Origine de la microfinance en Europe
Dans une grande partie du monde, la microfinance offre des microprêts aux personnes exclues des services financiers classiques, pour les accompagner dans leur vie, les aider à s'engager dans des activités productives et pour développer leurs petites entreprises.
Le mouvement de la microfinance, bien que fondé sur des systèmes de prêt basés sur la confiance et déjà expérimentés, n'a fait son apparition sous sa forme courante, c'est-à-dire en tant qu’outil de développement économique, que dans les années 70. Ce n'est qu'à partir des années 80 qu'il commence à se répandre en Asie, dans le Pacifique, en Afrique, en Amérique du Sud et plus récemment en Europe de l'Est et en Europe occidentale.
En Europe de l'Est, le microcrédit est un secteur dynamique. Après la chute du mur de Berlin (1989), la microfinance a été introduite dans les anciens pays communistes d'Europe centrale et de l'Est. Le but principal était d’offrir un soutien solide aux personnes qui essayaient de développer des activités génératrices de revenus, dans un environnement où le secteur bancaire était inadéquat et incapable de servir de tels besoins naissants. En plus de l’implication des IMF et des ONG dans le secteur de la microfinance en Europe de l'est, il y a un intérêt croissant des banques commerciales à offrir des microcrédits aux populations pauvres. C'est un secteur en pleine expansion, qui est de plus en plus structuré.
En dépit d'un intérêt grandissant, la croissance du secteur de la microfinance en Europe occidentale est récente et limitée, même si certains exemples montrent le profond enracinement de la microfinance en Europe de l’ouest: la "Raiffeisen Bank" en Allemagne, les "Lending Charities" en Angleterre et les coopératives sur le modèle de la "Casse Rurali" en Italie.
Dans cette partie de l'Europe, la microfinance est principalement vue comme un outil de croissance économique et de cohésion sociale. Malgré un réseau bancaire dense et performant, de nombreuses petites entreprises et beaucoup de familles n'ont pas accès aux services financiers. L'exclusion financière affecte principalement les populations pauvres et socialement marginalisées. Le cœur du système économique de
l'Europe de l'Ouest est caractérisé par l'important rôle joué par les petites et moyennes entreprises (PME).

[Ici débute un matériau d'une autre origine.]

PR #5207, opened 2019-02-13
replay existing WAL segments concurrently

cstyan:
TODO:

- [ ] remove tail var in runWatcher

This should have been obvious to do before but we can replay the WAL segments concurrently in the WAL watcher.

Also adds a benchmark test with testdata.

So for the added `replayWal` function, this is the benchmark result:
```
2m 52s ➜ go test -bench=. -test.benchtime=20s -run=zzz
goos: linux
goarch: amd64
pkg: github.com/prometheus/prometheus/storage/remote
Benchmark_ReplayWAL-8   	      20	1678919242 ns/op
PASS
ok  	github.com/prometheus/prometheus/storage/remote	35.042s
```

and removing all the `go func...` and `WaitGroup` bits from that function the benchmark result:
```
prometheus/storage/remote branch  callum-fix-replay-time [$!?] go v1.11.5 at ☸ops-tools1-us-east4 took 2m 51s ➜ go test -bench=. -test.benchtime=60s -run=zzz
goos: linux
goarch: amd64
pkg: github.com/prometheus/prometheus/storage/remote
Benchmark_ReplayWAL-8   	      20	3876434749 ns/op
PASS
ok  	github.com/prometheus/prometheus/storage/remote	81.758s
```

@tomwilkie @gouthamve 

I guess I should reduce the size of the segment files in testdata before we actually merge this?


brian-brazil:
I'm not sure this is safe, prior segments can contain time series creations that you won't have in subsequent segments.

cstyan:
@brian-brazil when replaying we only care about series records. If I understand correctly, series records don't depend on previous series records, so this is safe.

brian-brazil:
Yes, that'd be safe.

sylr:
Are we willing to add those test WAL to the git ? That's +500MB.

cstyan:
> Are we willing to add those test WAL to the git ? That's +500MB.

No, if we keep the test I'll rewrite it and remove the tesdata files. 

It's unclear if we're going to use this PR anyways so I'm just leaving it for now.

cstyan:
@tomwilkie thoughts here? I still think we should use this; I've updated `StoreSeries` based on our discussion at the end of last week. 

The test still needs to change obviously, I'll delete the data files.

cstyan:
Not needed anymore with the recent commits in #5214

PR #5211, opened 2019-02-13
discovery/kubernetes: fix support for password_file and bearer_token_file

### LINKED ISSUE #5210: password_file ignored in kubernetes_sd_configs
## Bug Report
**What did you do?**
Attempted to use password_file in stead of plaintext password in kubernetes_sd_configs

Authorized http calls

Unauthorized/401 codes thrown in response

In kubernetes_sd_configs only:
* if I use password, authorized, it works
* if I use password_file, unauthorized, it doesn't work
* if I use password and password_file at the same time, no error thrown, but it works

it appears that the password_file variable is ignored completely 

**Environment**

* System information:
Linux 4.15.0-45-generic x86_64

* Prometheus version:
prometheus, version 2.7.1 (branch: HEAD, revision: 62e591f928ddf6b3468308b7ac1de1c63aa7fcf3)
  build user:       root@f9f82868fc43
  build date:       20190131-11:16:59
  go version:       go1.11.5

```
# Global Prometheus Configuration
global:
  scrape_interval: 30s     # By default, scrape targets every 30 seconds.
  evaluation_interval: 30s # By default, scrape targets every 30 seconds.

scrape_configs:

- job_name: kubernetes-apiservers-pre
  kubernetes_sd_configs:
  - role: endpoints
    api_server: https://**********:443
    tls_config:
      insecure_skip_verify: true
    basic_auth:
      username: prometheus
      password_file: /var/run/secrets/prometheus/pre
  scheme: https
  tls_config:
    insecure_skip_verify: true
  basic_auth:
    username: prometheus
    password_file: /var/run/secrets/prometheus/pre
  relabel_configs:
  - source_labels: [__meta_kubernetes_namespace, __meta_kubernetes_service_name, __meta_kubernetes_endpoint_port_name]
    action: keep
    regex: default;kubernetes;https
```

* Logs:
```
prometheus_1  | level=debug ts=2019-02-13T11:16:30.775409678Z caller=klog.go:70 component=k8s_client_runtime func=Infof msg="GET https://********:443/api/v1/endpoints?limit=500&resourceVersion=0 401 Unauthorized in 2 milliseconds"
prometheus_1  | level=error ts=2019-02-13T11:16:30.775560501Z caller=klog.go:94 component=k8s_client_runtime func=ErrorDepth msg="/app/discovery/kubernetes/kubernetes.go:300: Failed to list *v1.Endpoints: Unauthorized"
```

### LINKED ISSUE #5221: bearer_token_file option not working in kubernetes_sd_configs
## Bug Report
**What did you do?**
Attempted to use bearer_token_file in stead of plaintext bearer_token in kubernetes_sd_configs

Authorized http calls

net/http: invalid header field value \"Bearer *******************\\n\" for key Authorization

In kubernetes_sd_configs only:
* if bearer_token_file set, loads data, but throws errors (see logs below). It looks like there is a newline character added even though the file does not contain one.

**Environment**

* System information:
Linux 4.15.0-45-generic x86_64

* Prometheus version:
prometheus, version 2.7.1 (branch: HEAD, revision: 62e591f928ddf6b3468308b7ac1de1c63aa7fcf3)
  build user:       root@f9f82868fc43
  build date:       20190131-11:16:59
  go version:       go1.11.5

```
# Global Prometheus Configuration
global:
  scrape_interval: 30s     # By default, scrape targets every 30 seconds.
  evaluation_interval: 30s # By default, scrape targets every 30 seconds.

scrape_configs:

- job_name: kubernetes-apiservers-pre
  kubernetes_sd_configs:
  - role: endpoints
    api_server: https://**********:443
    tls_config:
      insecure_skip_verify: true
      bearer_token_file: /var/run/secrets/prometheus/pre
  scheme: https
  tls_config:
    insecure_skip_verify: true
  bearer_token_file: /var/run/secrets/prometheus/pre
  relabel_configs:
  - source_labels: [__meta_kubernetes_namespace, __meta_kubernetes_service_name, __meta_kubernetes_endpoint_port_name]
    action: keep
    regex: default;kubernetes;https
```

* Logs:
```
prometheus_1         | level=error ts=2019-02-14T16:40:10.193074594Z caller=klog.go:94 component=k8s_client_runtime func=ErrorDepth msg="github.com/prometheus/prometheus/discovery/kubernetes/kubernetes.go:306: Failed to list *v1.Endpoints: Get https://*********:443/api/v1/endpoints?limit=500&resourceVersion=0: net/http: invalid header field value \"Bearer *******************\\n\" for key Authorization"
prometheus_1         | level=debug ts=2019-02-14T16:40:10.19404676Z caller=klog.go:53 component=k8s_client_runtime func=Verbose.Infof msg="Listing and watching *v1.Service from github.com/prometheus/prometheus/discovery/kubernetes/kubernetes.go:307"
prometheus_1         | level=debug ts=2019-02-14T16:40:10.194199661Z caller=klog.go:70 component=k8s_client_runtime func=Infof msg="GET https://*********:443/api/v1/services?limit=500&resourceVersion=0  in 0 milliseconds"

```

simonpasquier:
Closes #5210 
Closes #5221

### DIFF
--- a/discovery/kubernetes/kubernetes.go
+++ b/discovery/kubernetes/kubernetes.go
@@ -17,6 +17,7 @@ import (
 	"context"
 	"fmt"
 	"io/ioutil"
+	"net/http"
 	"sync"
 	"time"
 
@@ -233,8 +234,13 @@ func New(l log.Logger, conf *SDConfig) (*Discovery, error) {
 		kcfg.BearerToken = token
 
 		if conf.BasicAuth != nil {
-			kcfg.Username = conf.BasicAuth.Username
-			kcfg.Password = string(conf.BasicAuth.Password)
+			kcfg.WrapTransport = func(rt http.RoundTripper) http.RoundTripper {
+				return config_util.NewBasicAuthRoundTripper(
+					conf.BasicAuth.Username,
+					conf.BasicAuth.Password,
+					conf.BasicAuth.PasswordFile,
+					rt)
+			}
 		}
 	}
 
--- a/discovery/kubernetes/kubernetes.go
+++ b/discovery/kubernetes/kubernetes.go
@@ -16,8 +16,6 @@ package kubernetes
 import (
 	"context"
 	"fmt"
-	"io/ioutil"
-	"net/http"
 	"sync"
 	"time"
 
@@ -92,6 +90,7 @@ type SDConfig struct {
 	BasicAuth          *config_util.BasicAuth `yaml:"basic_auth,omitempty"`
 	BearerToken        config_util.Secret     `yaml:"bearer_token,omitempty"`
 	BearerTokenFile    string                 `yaml:"bearer_token_file,omitempty"`
+	ProxyURL           config_util.URL        `yaml:"proxy_url,omitempty"`
 	TLSConfig          config_util.TLSConfig  `yaml:"tls_config,omitempty"`
 	NamespaceDiscovery NamespaceDiscovery     `yaml:"namespaces,omitempty"`
 }
@@ -207,40 +206,29 @@ func New(l log.Logger, conf *SDConfig) (*Discovery, error) {
 		if conf.TLSConfig.CertFile != "" || conf.TLSConfig.KeyFile != "" {
 			level.Warn(l).Log("msg", "Configured TLS client certificate is ignored when using pod service account")
 		}
-		if conf.BearerToken != "" {
+		if conf.BearerToken != "" || conf.BearerTokenFile != "" {
 			level.Warn(l).Log("msg", "Configured auth token is ignored when using pod service account")
 		}
 		if conf.BasicAuth != nil {
 			level.Warn(l).Log("msg", "Configured basic authentication credentials are ignored when using pod service account")
 		}
+		if conf.ProxyURL.URL != nil {
+			level.Warn(l).Log("msg", "Configured proxy URL ignored when using pod service account")
+		}
 	} else {
+		rt, err := config_util.NewRoundTripperFromConfig(config_util.HTTPClientConfig{
+			BasicAuth:       conf.BasicAuth,
+			BearerToken:     conf.BearerToken,
+			BearerTokenFile: conf.BearerTokenFile,
+			ProxyURL:        conf.ProxyURL,
+			TLSConfig:       conf.TLSConfig,
+		}, "kubernetes_sd")
+		if err != nil {
+			return nil, err
+		}
 		kcfg = &rest.Config{
-			Host: conf.APIServer.String(),
-			TLSClientConfig: rest.TLSClientConfig{
-				CAFile:   conf.TLSConfig.CAFile,
-				CertFile: conf.TLSConfig.CertFile,
-				KeyFile:  conf.TLSConfig.KeyFile,
-				Insecure: conf.TLSConfig.InsecureSkipVerify,
-			},
-		}
-		token := string(conf.BearerToken)
-		if conf.BearerTokenFile != "" {
-			bf, err := ioutil.ReadFile(conf.BearerTokenFile)
-			if err != nil {
-				return nil, err
-			}
-			token = string(bf)
-		}
-		kcfg.BearerToken = token
-
-		if conf.BasicAuth != nil {
-			kcfg.WrapTransport = func(rt http.RoundTripper) http.RoundTripper {
-				return config_util.NewBasicAuthRoundTripper(
-					conf.BasicAuth.Username,
-					conf.BasicAuth.Password,
-					conf.BasicAuth.PasswordFile,
-					rt)
-			}
+			Host:      conf.APIServer.String(),
+			Transport: rt,
 		}
 	}
 
--- a/discovery/kubernetes/kubernetes.go
+++ b/discovery/kubernetes/kubernetes.go
@@ -16,6 +16,7 @@ package kubernetes
 import (
 	"context"
 	"fmt"
+	"reflect"
 	"sync"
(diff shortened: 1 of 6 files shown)


discovery/kubernetes/kubernetes.go
```diff
@@ -233,8 +234,13 @@ func New(l log.Logger, conf *SDConfig) (*Discovery, error) {
 		kcfg.BearerToken = token
 
 		if conf.BasicAuth != nil {
-			kcfg.Username = conf.BasicAuth.Username
-			kcfg.Password = string(conf.BasicAuth.Password)
+			kcfg.WrapTransport = func(rt http.RoundTripper) http.RoundTripper {
```
brian-brazil: Why are we doing this by hand rather than relying on config_util for all of this?

simonpasquier: There is no way to pass a `http.Client` to the Kubernetes client...

brian-brazil: How about using NewRoundTripperFromConfig?

gouthamve:
Shouldn't this target the `release-2.7` branch? I'll release a `2.7.2` with this fix.

simonpasquier:
@gouthamve this isn't a regression from the previous minor release so I'd say that it can wait for v2.8.0 but it is up to you if you want to get it fixed in `release-2.7`.

discovery/kubernetes/kubernetes.go
simonpasquier: I've done that but I'm a bit worried that it will change some connection settings under the hood. At least we can run prombench to check that it doesn't introduce some regression.

brian-brazil: All the settings are in the transport, the client is a plain wrapper.

discovery/kubernetes/kubernetes.go
```diff
@@ -206,35 +206,29 @@ func New(l log.Logger, conf *SDConfig) (*Discovery, error) {
...
 		}
-		token := string(conf.BearerToken)
-		if conf.BearerTokenFile != "" {
-			bf, err := ioutil.ReadFile(conf.BearerTokenFile)
-			if err != nil {
-				return nil, err
-			}
-			token = string(bf)
+	} else {
+		rt, err := config_util.NewRoundTripperFromConfig(config_util.HTTPClientConfig{
```
brian-brazil: Inline it like we do in https://github.com/prometheus/prometheus/blob/12708acd1516e0d1756006a54684ccaa76f1aaf2/config/config.go#L344, this would also be fragile.

discovery/kubernetes/kubernetes.go
simonpasquier: Still the `client-go` code does some tuning which would be "lost" if we pass our own `Transport`.

https://github.com/prometheus/prometheus/blob/12708acd1516e0d1756006a54684ccaa76f1aaf2/vendor/k8s.io/client-go/transport/cache.go#L85-L98

https://github.com/prometheus/prometheus/blob/12708acd1516e0d1756006a54684ccaa76f1aaf2/vendor/k8s.io/apimachinery/pkg/util/net/http.go#L104-L117

brian-brazil: That doesn't seem to be doing much we're not already doing ourselves.

simonpasquier: `Dialer.Timeout`, `Dialier.KeepAlive` and `TLSHandshakeTimeout` values aren't set by `NewRoundTripperFromConfig`. Wouldn't it make sense to initialize them to sane defaults?

brian-brazil: We use these with contexts, rather than having individual timeouts for each part of a connection. I'd presume k8 does the same.

simonpasquier: I've double checked in the client-go code and done some tests with a local environment and indeed relying only on context should be safe.

brian-brazil:
:+1:

tkornai:
Hi @gouthamve, do you still plan to release a new minor version with this fix by any chance? Or can we expect a 2.8 release any time soon? Thanks!

simonpasquier:
@tkornai the first RC of 2.8 is slated for the end of the month, see https://github.com/prometheus/prometheus/blob/master/RELEASE.md#release-schedule

adamdecaf:
Is `api_server` required now? Prometheus's kubernetes discovery works fine without specifying this, but `promtool` complains that `api_server` isn't set. 

```
FAILED: parsing YAML file infra/14-prometheus.yml: to use custom HTTP client configuration please provide the 'api_server' URL explicitly
```

```yaml
    global:
      scrape_interval: 15s
      scrape_timeout: 10s
      evaluation_interval: 15s
    rule_files:
      - /opt/prometheus-rules/*.yml
    scrape_configs:
      - job_name: 'kubernetes-pods'
        kubernetes_sd_configs:
          - role: pod
        relabel_configs:
          - action: labelmap
            regex: __meta_kubernetes_pod_label_(.+)
          - source_labels: [__meta_kubernetes_namespace]
            action: replace
            target_label: kubernetes_namespace
          - source_labels: [__meta_kubernetes_pod_name]
            action: replace
            target_label: kubernetes_pod_name
          - action: labeldrop
            regex: '(pod_template_hash)'
```

simonpasquier:
> Is `api_server` required now?
No this shouldn't change with this PR. I'll have a look...

simonpasquier:
https://github.com/prometheus/prometheus/pull/5256 should fix it. Thanks for reporting @adamdecaf!

PR #5214, opened 2019-02-13
Various WAL remote_write improvements.

tomwilkie:
- Export timestamps in seconds since epoch. 
- Refactor WAL watcher to remove some duplication.
- Factor out logging ratelimit & dedupe middleware. 
- Dealing with failure: if reading the WAL fails, try again from the next checkpoint.
- Read from the segment after the index for the last checkpoint, not the first segment (should be the same in practice)
- Remove some 'global' state, moving segment numbers to parameters.
- Combine the record decoding metrics into one
- Break out garbage collection into a separate function.

### DIFF
--- a/go.mod
+++ b/go.mod
@@ -29,6 +29,7 @@ require (
 	github.com/getsentry/raven-go v0.1.0 // indirect
 	github.com/go-ini/ini v1.21.1 // indirect
 	github.com/go-kit/kit v0.8.0
+	github.com/go-logfmt/logfmt v0.4.0
 	github.com/go-ole/go-ole v1.2.1 // indirect
 	github.com/go-sql-driver/mysql v1.4.0 // indirect
 	github.com/gogo/protobuf v1.2.0
--- a/go.mod
+++ b/go.mod
@@ -90,7 +90,7 @@ require (
 	github.com/prometheus/client_golang v0.9.1
 	github.com/prometheus/client_model v0.0.0-20180712105110-5c3871d89910
 	github.com/prometheus/common v0.0.0-20181119215939-b36ad289a3ea
-	github.com/prometheus/tsdb v0.4.0
+	github.com/prometheus/tsdb v0.4.1-0.20190219143357-77d5a7d47a52
 	github.com/rcrowley/go-metrics v0.0.0-20181016184325-3113b8401b8a // indirect
 	github.com/rlmcpherson/s3gof3r v0.5.0 // indirect
 	github.com/rubyist/circuitbreaker v2.2.1+incompatible // indirect
--- a/storage/remote/queue_manager.go
+++ b/storage/remote/queue_manager.go
@@ -126,7 +126,7 @@ var (
 			Namespace: namespace,
 			Subsystem: subsystem,
 			Name:      "queue_highest_sent_timestamp",
-			Help:      "Timestamp from a WAL sample, the highest timestamp successfully sent by this queue.",
+			Help:      "Timestamp from a WAL sample, the highest timestamp successfully sent by this queue, in seconds since epoch.",
 		},
 		[]string{queue},
 	)
@@ -524,7 +524,7 @@ func (t *QueueManager) setHighestSentTimestamp(highest int64) {
 	defer t.timestampLock.Unlock()
 	if highest > t.highestSentTimestamp {
 		t.highestSentTimestamp = highest
-		t.highestSentTimestampMetric.Set(float64(t.highestSentTimestamp))
+		t.highestSentTimestampMetric.Set(float64(t.highestSentTimestamp) / 1000.)
 	}
 }
 
--- a/storage/remote/queue_manager.go
+++ b/storage/remote/queue_manager.go
@@ -216,7 +216,7 @@ type QueueManager struct {
 }
 
 // NewQueueManager builds a new QueueManager.
-func NewQueueManager(logger log.Logger, walDir string, samplesIn *ewmaRate, highestTimestampIn *int64, cfg config.QueueConfig, externalLabels model.LabelSet, relabelConfigs []*pkgrelabel.Config, client StorageClient, flushDeadline time.Duration, startTime int64) *QueueManager {
+func NewQueueManager(logger log.Logger, walDir string, samplesIn *ewmaRate, highestTimestampIn *int64, cfg config.QueueConfig, externalLabels model.LabelSet, relabelConfigs []*pkgrelabel.Config, client StorageClient, flushDeadline time.Duration) *QueueManager {
 	if logger == nil {
 		logger = log.NewNopLogger()
 	} else {
@@ -250,7 +250,7 @@ func NewQueueManager(logger log.Logger, walDir string, samplesIn *ewmaRate, high
 	t.highestSentTimestampMetric = queueHighestSentTimestamp.WithLabelValues(t.queueName)
 	t.pendingSamplesMetric = queuePendingSamples.WithLabelValues(t.queueName)
 	t.enqueueRetriesMetric = enqueueRetriesTotal.WithLabelValues(t.queueName)
-	t.watcher = NewWALWatcher(logger, client.Name(), t, walDir, startTime)
+	t.watcher = NewWALWatcher(logger, client.Name(), t, walDir)
 	t.shards = t.newShards()
 
 	numShards.WithLabelValues(t.queueName).Set(float64(t.numShards))
--- a/storage/remote/queue_manager.go
+++ b/storage/remote/queue_manager.go
@@ -21,8 +21,6 @@ import (
 	"sync/atomic"
 	"time"
 
-	"golang.org/x/time/rate"
-
 	"github.com/go-kit/kit/log"
 	"github.com/go-kit/kit/log/level"
 	"github.com/gogo/protobuf/proto"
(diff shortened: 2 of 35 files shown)


go.mod
```diff
@@ -29,6 +29,7 @@ require (
 	github.com/getsentry/raven-go v0.1.0 // indirect
 	github.com/go-ini/ini v1.21.1 // indirect
 	github.com/go-kit/kit v0.8.0
+	github.com/go-logfmt/logfmt v0.4.0
```
cstyan: missed go.sum?

storage/remote/wal_watcher.go
```diff
@@ -138,148 +99,153 @@ type WALWatcher struct {
...
-
-	if last == -1 {
-		level.Error(w.logger).Log("err", err)
-		return
+		return err
 	}
 
 	// Backfill from the checkpoint first if it exists.
-	dir, _, err := tsdb.LastCheckpoint(w.walDir)
+	lastCheckpoint, nextIndex, err := tsdb.LastCheckpoint(w.walDir)
```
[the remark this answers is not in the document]
cstyan: this works, nevermind

cstyan:
Okay @tomwilkie I think I've tracked down the issue, at least within the Prometheus instance we looked at earlier. 

It seems that there is still some cases in the way TSDB writes to segments where we can end up reading a page at a time and still not have enough data to read the current record. Because we currently only shift the buffer in `wal.LiveReader` when we've read to the end of the buffered page we get stuck in an infinite loop of not being able to build the record.

The `io.EOF` error isn't propagated from `LiveReader` to `WALWatcher`, so we didn't have any indication that was happening.

Can we wrap `io.EOF` in `LiveReader` with more info? And then we can either change the buffer shfit logic to also shift on EOF, or we can choose to handle EOF for segments we're replaying vs segments we're tailing differently, where for replaying segments we could treat it as some kind of WAL corruption and move on to replaying the next segment?

Thoughts?

storage/remote/wal_watcher.go
```diff
@@ -138,148 +99,153 @@ type WALWatcher struct {
...
+			return err
 		}
 
-		w.currentSegment++
-		w.currentSegmentMetric.Set(float64(w.currentSegment))
+		currentSegment++
+	}
+}
+
+func (w *WALWatcher) findSegmentForIndex(index int) (int, error) {
```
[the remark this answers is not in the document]
tomwilkie: Done.

go.mod
tomwilkie: Doesn't seem to need it?  I ran `go mod tidy` and it didn't add it.  Not sure what I'm suppose to do really.

tomwilkie:
Thanks for fixing the test Callum! 

> It seems that there is still some cases in the way TSDB writes to segments where we can end up reading a page at a time and still not have enough data to read the current record.

Yes that makes sense - I think the prometheus instance we're on was uncleanly shutdown, so the WAL might not have been cleanly written.

> The `io.EOF` error isn't propagated from `LiveReader` to `WALWatcher`

I think we need to make sure that cleanly propagates, and that there is no chance of an infinite loop in the LiveReader.  Then we can deal with the error in the WALWatcher.

tomwilkie:
Ahh, looked at this a bit more I see the infinite loop.  If there is not enough data in the buf, `readRecord` returns EOF, which gets put in the r.err.  If this happens when the buf is already at pageLen, we loop.  This implies a record that erroneously spans a page.

go.mod
simonpasquier: You need to run both `go mod tidy` and `go mod vendor`.
https://github.com/prometheus/prometheus/blob/master/CONTRIBUTING.md#dependency-management

storage/remote/wal_watcher.go
```diff
@@ -133,153 +95,159 @@ type writeTo interface {
...
+			return r, nil
 		}
-		reader = wal.NewLiveReader(segment)
 	}
+
+	return -1, errors.New("failed to find segment for index")
 }
 
-// Use tail true to indicate that the reader is currently on a segment that is
+// Use tail true to indicate thatreader is currently on a segment that is
```
cstyan: > that reader
?

storage/remote/wal_watcher.go
```diff
@@ -133,153 +95,159 @@ type writeTo interface {
...
-
-	if last == -1 {
-		level.Error(w.logger).Log("err", err)
-		return
+		return errors.Wrap(err, "wal.Segments")
 	}
 
 	// Backfill from the checkpoint first if it exists.
-	dir, _, err := tsdb.LastCheckpoint(w.walDir)
+	lastCheckpoint, nextIndex, err := tsdb.LastCheckpoint(w.walDir)
```
cstyan: nit: the name `nextIndex` could be misleading

storage/remote/wal_watcher.go
```diff
@@ -353,59 +291,125 @@ func (w *WALWatcher) watch(wl *wal.WAL, reader *wal.LiveReader, tail bool) error
...
+	}
+
+	if index >= segmentNum {
+		level.Debug(w.logger).Log("msg", "current segment is behind the checkpoint, skipping reading of checkpoint", "current", fmt.Sprintf("%08d", segmentNum), "checkpoint", dir)
+		return nil
+	}
+
+	level.Debug(w.logger).Log("msg", "new checkpoint detected", "new", dir, "currentSegment", segmentNum)
+
+	// This potentially takes a long time, should we run it in another go routine?
```
cstyan: I left this comment a while ago; do we want to do this?

storage/remote/wal_watcher.go
```diff
@@ -110,6 +110,9 @@ type WALWatcher struct {
 
 	quit chan struct{}
 	done chan struct{}
+
+	// For testing, stop when we hit this segment.
+	maxSegment int
```
tomwilkie: We should probably initialise this to -1 so it doesn't fail on a fresh Prometheus.

storage/remote/queue_manager_test.go
```diff
@@ -378,3 +380,26 @@ func (c *TestBlockingStorageClient) NumCalls() uint64 {
...
+	logger = log.With(logger, "caller", log.DefaultCaller)
+
+	for n := 0; n < b.N; n++ {
+		var temp int64
+		c := NewTestBlockedStorageClient()
+		m := NewQueueManager(logger, dir,
+			newEWMARate(ewmaWeight, shardUpdateDuration),
+			&temp, config.DefaultQueueConfig, nil, nil, c, 1*time.Minute)
+		m.watcher.startTime = math.MaxInt64
+		m.watcher.maxSegment = 6158 // n-1
```
tomwilkie: Need to find the max-1 automatically so the test isn't too brittle.

storage/remote/wal_watcher.go
tomwilkie: Nah, it doesn't take that long.  Will remove comment.

storage/remote/storage.go
```diff
@@ -71,7 +71,7 @@ func NewStorage(l log.Logger, reg prometheus.Registerer, stCallback startTimeCal
 		}),
 		highestTimestampMetric: prometheus.NewGauge(prometheus.GaugeOpts{
 			Name: "prometheus_remote_storage_highest_timestamp_in",
```
gouthamve: `_seconds` suffix

storage/remote/wal_watcher.go
```diff
@@ -133,153 +95,171 @@ type writeTo interface {
...
-		// If we've replayed the existing WAL, start tailing.
-		if w.currentSegment == last {
-			tail = true
-		}
-		if tail {
-			level.Info(w.logger).Log("msg", "watching segment", "segment", w.currentSegment)
-		} else {
-			level.Info(w.logger).Log("msg", "replaying segment", "segment", w.currentSegment)
-		}
+	level.Debug(w.logger).Log("msg", "tailing WAL", "lastCheckpoint", lastCheckpoint, "checkpointIndex", checkpointIndex, "currentSegment", currentSegment, "last", last)
```
gouthamve: `last` --> `lastSegment`?

storage/remote/queue_manager.go
```diff
@@ -455,11 +451,12 @@ func (t *QueueManager) calculateDesiredShards() {
 
 	var (
 		timePerSample = samplesOutDuration / samplesOut
-		desiredShards = (timePerSample * (samplesIn + samplesPending + t.integralAccumulator)) / float64(time.Second)
+		desiredShards = (timePerSample * (samplesIn - samplesDropped + samplesPending + t.integralAccumulator)) / float64(time.Second)
```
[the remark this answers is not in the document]
cstyan: @tomwilkie can you help us out here? the desired shards calculation is still a bit confusing.
@gouthamve is thinking that even if we remove samples pending, we would still be able to upshard even if `samplesDropped` is 0 because of the integral accumulator.

tomwilkie:
Yup, will look into it tomorrow.

storage/remote/storage.go
```diff
@@ -59,7 +59,7 @@ func NewStorage(l log.Logger, reg prometheus.Registerer, stCallback startTimeCal
 	}
 	shardUpdateDuration := 10 * time.Second
 	s := &Storage{
-		logger:                 l,
+		logger:                 logging.Dedupe(l, 1*time.Minute),
```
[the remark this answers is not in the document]
tomwilkie: Its mostly for failures coming from servers; we had dedup logic before, but it was inconsistent.  This is much cleaner IMO.

storage/remote/queue_manager.go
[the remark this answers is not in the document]
tomwilkie: Lets look at these calculations in another PR; its important we get this one in.

PR #5215, opened 2019-02-14
Using shebang in shell script

truongnh1992:
Adding `#!/usr/bin/env bash` in order to indicate that scripts use
bash shell for interpreting

Signed-off-by: Nguyen Hai Truong <nguyenhaitruonghp@gmail.com>


cstyan:
Hi @truongnh1992,

The file you've edited is a vendored file from a library we use, and so it shouldn't be edited manually.

PR #5226, opened 2019-02-17
Update to Bootstrap 4

juliusv:
@jritchieBAE This is the PR to merge your Bootstrap 4 conversion into master. Most of the changes are from you / BAE, but I added some fix commits on top of that. The /graph page still doesn't look ideal, but neither did it before and also I plan to replace it completely, so I didn't spend more energy on adjusting that.


juliusv:
Hmm, the failing DCO check is because of:

> Commit sha: b8f0a41, Author: jritchieBAE, Committer: Julius Volz; Expected "jritchieBAE 46932687+jritchiebae@users.noreply.github.com", but got "Andrew Chiu andrew.chiu2@baesystems.com".

That originated from squashing the original PR into the `bootstrap4` branch, which already mixed multiple authors together. Maybe not worth trying to fix that now?

web/ui/static/vendor/bootstrap3-typeahead/bootstrap3-typeahead.min.js
```diff
@@ -1,21 +1 @@
-/* =============================================================
- * bootstrap3-typeahead.js v3.1.0
```
juliusv: @jritchieBAE I notice that the typeahead's license header and info got removed in https://github.com/prometheus/prometheus/pull/5192. I think we probably want to keep (re-add) that, so I added another commit to add the latest license header from https://github.com/bassjobsen/Bootstrap-3-Typeahead/blob/master/bootstrap3-typeahead.js.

Elles représentent 99% des plus de 2 millions d'entreprises européennes créées chaque année. Les chômeurs créent un tiers des nouvelles entreprises. De toute évidence, ces entreprises ont un impact à la fois économique et social. La capacité du système bancaire à atteindre et servir de telles entités est cruciale pour l'augmentation du bien-être socio-économique général. En fait, l'exclusion des services bancaires constitue un obstacle au démarrage de nouvelles activités génératrices de revenus. Dans ce contexte, le développement des services de microfinance à la fois par les banques et par les autres intermédiaires est de nature à combler les manquements. Le microcrédit peut aider à développer l'esprit d'entreprise en favorisant la création de nouvelles structures. Octroyer des prêts aux chômeurs et aux personnes marginalisées permet à ceux-ci de devenir des agents économiquement indépendants, ce qui favorise la cohésion sociale. Ainsi, le microcrédit peut parfaitement contribuer à la
Stratégie de Lisbonne pour la croissance, l'emploi et la cohésion sociale, telle que définie par
l'Union Européenne.
Pour atteindre ces objectifs, la microfinance en Europe occidentale doit être combinée à d'autres services de soutien aux entreprises, de développement communautaire ou aux services sociaux. De tels services sont essentiels en vue d'assurer un impact positif sur les microentreprises et souvent requièrent un travail avec des bénévoles pour la plupart des activités de suivi. L'importance des services non-financiers est l'une des caractéristiques du secteur de la microfinance en Europe. Un secteur qui doit faire face à différents défis pour croître et se développer, en vue d'atteindre le maximum de clients possibles.